Aunque la opinión pública occidental no llegó a ser por completo consciente de ello, el mayor peligro en relación con la URSS derivó del incremento de su potencia nuclear. El acuerdo SALT había supuesto la limitación del número de los misiles intercontinentales, pero con posterioridad a él los soviéticos se lanzaron a una modernización a marchas forzadas de sus armas por el procedimiento de servirse de los misiles con cabezas múltiples (MIRV): de este modo llegaron a triplicar el número de las ojivas nucleares de que disponían. Pero más grave fue el hecho de que pudieron disponer de un misil intermedio que escapaba a las limitaciones de los acuerdos SALT. El llamado SS 20 podía alcanzar toda Europa y fue ensayado por vez primera durante el año mismo de la Conferencia de Helsinki. En 1977, 330 misiles de este tipo estaban instalados en Europa oriental. Existía la posibilidad teórica de que la superioridad convencional soviética, unida a esta fuerza nuclear, produjera una división de la alianza occidental de tal modo que los países europeos se desligaran de los Estados Unidos y se plegaran a la contemporización e incluso mediatización con la URSS. A esta posibilidad teórica se la denominó "decoupling" (literalmente "desdoblamiento"). De cualquier manera, algo muy característico de estos momentos fue la multiplicación exponencial de los recursos armamentísticos del mundo de tal modo que la capacidad de destrucción del adversario se fue multiplicando hasta suponer que el número de ojivas era superior varias veces a los potenciales blancos.

A pesar de que desde 1975 se fue percibiendo un manifiesto deterioro de la distensión, en junio de 1979 Carter y Breznev llegaron a un nuevo acuerdo en Viena sobre la limitación de armamentos, conocido como SALT II. Su contenido preveía la limitación del número de misiles intercontinentales (ICBM), de cabezas múltiples (MIRV) y de localizaciones en el subsuelo de cada una de las grandes superpotencias en 2.250, 1.320 y 820, respectivamente. Como en el caso anterior, el tratado no suponía la reducción de los armamentos sino el freno a la progresión de los mismos. Pero muy pronto el propio Senado norteamericano se opuso a ratificar este tratado cuando definitivamente quebró la distensión de otros tiempos; tampoco Carter y menos aún su sucesor hicieron mucho por mantenerla.

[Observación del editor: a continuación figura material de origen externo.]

PR #14466, opened 2021-04-15
Add stats email deeplink handling

### LINKED ISSUE #14449: Add email deeplink handling for stats
Add handling of `public-api.wordpress.com/mbar?redirect_to=wordpress.com/stats` links to the Stats screen

planarvoid:
Fixes #14449 

This PR adds handling of email links like `public-api.wordpress.com/mbar/...redirect_to=wordpress.com/stats/day/example.com`. As addition I've pulled the logic for simple stats links like `wordpress.com/stats/week/example.com` to be handled by the same `StatsLinkHandler`. One more improvement is that the deeplinks now handle the stats timeframe as well as the site so if there is a link to `day`, it opens the day tab. Let me know if you need links to test this feature out. 

To test:
- Make sure you're logged in with an account that has the `your_site.com` site 
- Open a deeplink like `public-api.wordpress.com/mbar/...redirect_to=wordpress.com/stats/day/your_site.com`
- Notice it's opened in the app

A este fracaso en llegar a un acuerdo pronto hubo que sumar dos más. En primer lugar, las conversaciones que desde 1973 estaban teniendo lugar en Viena sobre la reducción de fuerzas convencionales en Europa concluyeron en un fracaso. En cuanto a las relativas a las fuerzas nucleares intermedias que se llevaron a cabo a partir de noviembre de 1981 en Ginebra, tampoco llegaron a ningún resultado positivo. Denominadas START ("Strategic Arms Reduction Talks") no sólo no supusieron un acuerdo sino que, además, con su fracaso, produjeron de forma indirecta un incremento en el armamento en Europa.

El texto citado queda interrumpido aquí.